As I wrote I relived by cult experience and despite the painful nature of
so doing, I am convinced that this was a critical part of my recovery:
that I went back over all that group where I had so little control and
analyzed the moment to moment loss of power, and, equally, the moment to
moment slow regaining of it as I began to think again, to break the
isolation, to regain my self. My writing began to shape itself into a
book, and completing each of its three drafts became both a structure and
a core of meaning during those chaotic years of rebuilding.
I became active in the cult awareness movement. I helped others who were
leaving cults. I shared my story and
listened to theirs. I gave talks. I talked to anyone who would listen,
ad nauseum sometimes. But it helped so much: to take this terrible
experience and now use it to prevent, even just one other person, from
going through anything similar. I did, however, take on some new
perspectives. I gave up on the idea that I could, or should change the
world. I took on, instead, the proverb: Each one teach one. That seemed
manageable. When possible I chose to do only those things I wanted to do,
and when I felt afraid or claustrophobic in groups I got up and left. I
no longer fulfilled every commitment I made. I became almost cavalier.

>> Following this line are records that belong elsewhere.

PR #837, opened 2023-01-19
Improve DecodingResult error handling

yperbasis:


core/silkworm/common/decoding_result.hpp
```diff
@@ -35,7 +35,10 @@ enum class [[nodiscard]] DecodingResult{
     kUnexpectedEip2718Serialization,
     kInvalidHashesLength,  // trie::Node decoding
     kInvalidMasksSubsets,  // trie::Node decoding
-
 };
 
+[[nodiscard]] inline bool error(DecodingResult x) {
```
battlmonstr, line 40:
```suggestion
[[nodiscard]] inline bool is_error(DecodingResult x) {
```
maybe?
error() feels like a constructor to me.

You have added this generic name to the global namespace.
Does it mean you want to continue with this approach, make it polymorphic and implement is_error for different types?
IMO this file should be inside the `silkworm::rlp` namespace.

Consider also an alternative approach:
https://stackoverflow.com/a/53284026/1009546

This is more OOP-style, converting DecodingResult to a class with an embedded enum, and then implementing operator bool on that to allow for code like this:

    if (!res) {
    
Yet another option, Go-style, is to rename DecodingResult enum to DecodingErrorCode, and return `std::optional<DecodingErrorCode>`.

battlmonstr (approved):

yperbasis:
Closing in favour of PR #864.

Cartoons about cults made me laugh. But I also cried when I watched Waco
burn or read about the cult tragedies that sell newspapers and make people
say, "That could never happen to me."
Now I'm done with my book. It's not published yet, but there's a line of
people waiting to read it. I feel satisfied that I've turned those bitter
years into something valuable. That is my recovery and my payback. I'm
involved in political work for the first time in the seven years since
I've been out. But now my politics are of an almost shapelessly board
kind. I'm working on building a community based alternative newspaper.
Yes, I'm working in a group, and I sometimes refer to we, as in: "We
don't know if it'll actually get off the ground yet, but our process has
been fun, democratic and moderately competent. We don't think we have all
the answers: we aim to be inclusive and
complicated, not easily reduced to clichιs. Our discussions are open-ended
and we don't particularly want to close off debate." This I can deal
with.
Recovery takes time. Life comes back. You get to see how things feel to
you (at least in those few moments when the practical crises of rebuilding
life aren't too all-consuming) and you get to make personal decisions. My
children now have two loving homes and parents who are free of the cult.
Life has become complicated again, and reappearing beyond the black and
white poles of absolutism is a gloriously messy paint box of color.